For mink and other animals that are gnawers the traps should be visited daily for they may gnaw and escape. If impossible to visit traps daily they should be lined with tin.
In many places these traps, with a door at each end, are used for catching muskrat. They are set in their dens under water and either tied or weighted down. The rats are caught either going in or leaving.
In making these traps the beginner is apt to make them too wide — so the animal can turn within. This is a mistake for it gives the game more freedom and room to gnaw to liberty.
The animal simply goes in and is there until the trapper comes along and removes the game. Skunk can be drowned when caught in this trap without scenting if the trapper knows how to go about it.
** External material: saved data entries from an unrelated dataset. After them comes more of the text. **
Issue #247, opened 2025-02-06
Ensure that pretty SQL is always used when invoking SQLGlot


knassre-bodo:
When #163 was implemented, the `pretty=True` argument was added to the `.sql()` call to SQLGlot when displaying SQL in the logger. Goal of this task: ensure `pretty=True` is **always** used so the generated SQL is always pretty, regardless of whether the SQL is being logged or not. This is useful when debugging, or when a runtime error happens because the generated SQL was bad (because in its current form, its largely unreadable). Any tests that case on the outputted SQL will also need to be changed.

knassre-bodo:
Resolved by #248

PR #248, opened 2025-02-06
Changing SQL conversion to always use pretty=True

knassre-bodo:
This drastically increases the readability of the generated SQL text when debugging, especially when errors are caused during runtime execution of the query without a clear cause unless you look at the generated SQL text. Since this changed a lot of tests, also moved all of the SQL generation tests to SQL files in a folder that either get read or written to depending on the same environment variable as planner tests.


tests/test_pipeline.py
```diff
@@ -754,15 +754,26 @@ def test_pipeline_e2e_errors(
                 lambda: pd.DataFrame(
                     {
                         "transaction_id": [
-                            "TX001", "TX005", "TX011", "TX015", "TX021", "TX025",
```
knassre-bodo, line 757: These changes are just the formatter.

knassre-bodo:
Resolves #247

tests/test_pipeline.py
hadia206: For future, you can add format checker on CI. I believe we have that in the engine.

tests/test_session.py
```diff
@@ -124,6 +124,11 @@ def test_active_session_to_sql(sample_graph_path: str) -> None:
     Verify that the active session can generate SQL by default
     without any configuration.
     """
+    output_query: str = """
+SELECT
```
hadia206, line 128: nit: Formatting seems off. Shouldn't this have an indentation?

hadia206 (approved):
Looks good to me

tests/test_pydough_to_sql.py
```diff
@@ -25,42 +25,41 @@
...
         pytest.param(
             rank_a,
-            "SELECT ROW_NUMBER() OVER (ORDER BY acctbal DESC NULLS FIRST) AS rank FROM (SELECT c_acctbal AS acctbal FROM tpch.CUSTOMER)",
+            "rank_a",
             id="rank_a",
         ),
         pytest.param(
             rank_b,
-            " SELECT RANK() OVER (ORDER BY order_priority NULLS LAST) AS rank FROM (SELECT o_orderpriority AS order_priority FROM tpch.ORDERS)",
+            "rank_b)",
```
vineetg3, line 47: Is the parenthesis deliberate? I see that `rank_b).sql` file has been generated.

vineetg3 (changes requested):

tests/test_session.py
knassre-bodo: No, because is like this:
```sql
SELECT
  o_orderkey AS key
FROM tpch.ORDERS
```

Its all the way to the left because its a multiline string, so if I indented it to match the Python code it would be adding _extra_ indents like this, which is incorrect:
```sql
    SELECT
      o_orderkey AS key
    FROM tpch.ORDERS
```

tests/test_pipeline.py
knassre-bodo: I'll add that

knassre-bodo: https://github.com/bodo-ai/PyDough/pull/252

The trap should be handled carefully. Take to water sufficiently deep to cover the trap and slowly sink and then either weight the trap or hold down until the animal is drowned.
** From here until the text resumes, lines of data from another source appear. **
PR #251, opened 2025-02-06
Support uses of BACK that cause correlated references: setup decorrelation handling

knassre-bodo:
Child PR of #269 that is part of addressing #141. Adds the handling of de-correlation as a post-processing step of the hybrid tree before relational conversion starts. Handles the singular & aggregate cases as described in the issue, and handles the semi-singular and semi-aggregate cases in the same manner as their non-semi equivalents (for now), saving the optimized variants for another day.

These remaining still need to be addressed in the next follow up:
- TPC-H Q22: error during relational conversion that likely means a bug happened during hybrid conversion or hybrid decorrelation
- Correl 15: error during decorrelation causing over-excessive column pruning
- Correl 18: tbd bug in decorrelation
- Correl 19: bug in name resolution handling that causes the wrong term to be used when certain property names collide


pydough/pydough_operators/base_operator.py
```diff
@@ -80,3 +80,15 @@ def to_string(self, arg_strings: list[str]) -> str:
...
+    def equals(self, other: object) -> bool:
+        """
+        Returns whether this operator is equal to another operator.
+        """
+
+    def __eq__(self, other: object) -> bool:
+        return self.equals(other)
+
+    def __hash__(self) -> int:
+        return hash(repr(self))
```
knassre-bodo, line 94: This was missing before and was causing all manner of havoc until I added these in. I'm a bit flabbergasted that this never raised a problem until now, and only on one test that was using `LOWER` but couldn't match it (these operators get used as dictionary keys). I'll chalk it up to one of those "sometimes bad things work in Python until they don't" moments 🤷

knassre-bodo:
As of this stage, all queries are passing except these 3 (which seem like high priority bugs to fix):
- TPC-H Q22: error during relational conversion that likely means a bug happened during hybrid conversion or hybrid decorrelation
- Correl 3: error during decorrelation causing over-excessive column pruning
- Correl 15: not being decorrelated

tests/test_plan_refsols/tpch_q5.txt
```diff
@@ -1,21 +1,26 @@
...
-       JOIN(conditions=[t0.supplier_key == t1.key], types=['left'], columns={'discount': t0.discount, 'extended_price': t0.extended_price, 'name_9': t1.name_9, 'nation_key': t0.nation_key})
-        JOIN(conditions=[t0.key_5 == t1.order_key], types=['inner'], columns={'discount': t1.discount, 'extended_price': t1.extended_price, 'nation_key': t0.nation_key, 'supplier_key': t1.supplier_key})
-         FILTER(condition=order_date >= datetime.date(1994, 1, 1):date & order_date < datetime.date(1995, 1, 1):date, columns={'key_5': key_5, 'nation_key': nation_key})
-          JOIN(conditions=[t0.key == t1.customer_key], types=['inner'], columns={'key_5': t1.key, 'nation_key': t0.nation_key, 'order_date': t1.order_date})
-           SCAN(table=tpch.CUSTOMER, columns={'key': c_custkey, 'nation_key': c_nationkey})
+    AGGREGATE(keys={'key': key}, aggregations={'agg_0': SUM(value)})
+     PROJECT(columns={'key': key, 'value': extended_price * 1:int64 - discount})
+      FILTER(condition=name_15 == name, columns={'discount': discount, 'extended_price': extended_price, 'key': key})
```
knassre-bodo, line 11: Notice here, the filter `name_9 == corr10.name` has been replaced with `name_15 == name`, where `name_15` refers to the supplier nation name & `name` refers to the customer nation name. Previously, `corr10.name` was required since the customer natior name was on the left side of the join, and the supplier nation name was on the right side. But now they are both on the right side, so no correlation is required.

tests/test_plan_refsols/tpch_q5.txt
```diff
@@ -1,21 +1,26 @@
...
-     PROJECT(columns={'nation_key': nation_key, 'value': extended_price * 1:int64 - discount})
-      FILTER(condition=name_9 == corr10.name, columns={'discount': discount, 'extended_price': extended_price, 'nation_key': nation_key})
-       JOIN(conditions=[t0.supplier_key == t1.key], types=['left'], columns={'discount': t0.discount, 'extended_price': t0.extended_price, 'name_9': t1.name_9, 'nation_key': t0.nation_key})
-        JOIN(conditions=[t0.key_5 == t1.order_key], types=['inner'], columns={'discount': t1.discount, 'extended_price': t1.extended_price, 'nation_key': t0.nation_key, 'supplier_key': t1.supplier_key})
-         FILTER(condition=order_date >= datetime.date(1994, 1, 1):date & order_date < datetime.date(1995, 1, 1):date, columns={'key_5': key_5, 'nation_key': nation_key})
-          JOIN(conditions=[t0.key == t1.customer_key], types=['inner'], columns={'key_5': t1.key, 'nation_key': t0.nation_key, 'order_date': t1.order_date})
-           SCAN(table=tpch.CUSTOMER, columns={'key': c_custkey, 'nation_key': c_nationkey})
+    AGGREGATE(keys={'key': key}, aggregations={'agg_0': SUM(value)})
```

The box trap is a humane trap if visited daily. They are rather unhandy to carry about and few trappers want many, yet under certain conditions they are very useful. They can be made during idle time. For mink and other shy animals they should be handled as little as possible. They should be made of old boards or at least avoid all appearances of newness.
Some sections saplings to make deadfalls cannot be had and for the benefit of such, a wooden trap, three feet long and six inches wide and deep, is a good manner to take muskrat, writes a Western trapper. The boards can be cut out of any old lumber. In each end is a wire door, hung on hinges at the top. These doors rise at the slightest push on the outside, but will not open from the inside. The trap is sunk in the water at the entrance to the den and is fastened there. A muskrat in entering or leaving the den is sure to enter the trap.
The animal, of course, could gnaw out, but will drown before it has time to accomplish this. Several rats are often taken, where they are numerous, in a night. Traps of this kind can be used to best advantage in lakes and ponds or where the height of the stream does not vary much. If they are set along creeks and rivers you want to fasten them securely or take them up before heavy rains, as they are almost sure to be washed away.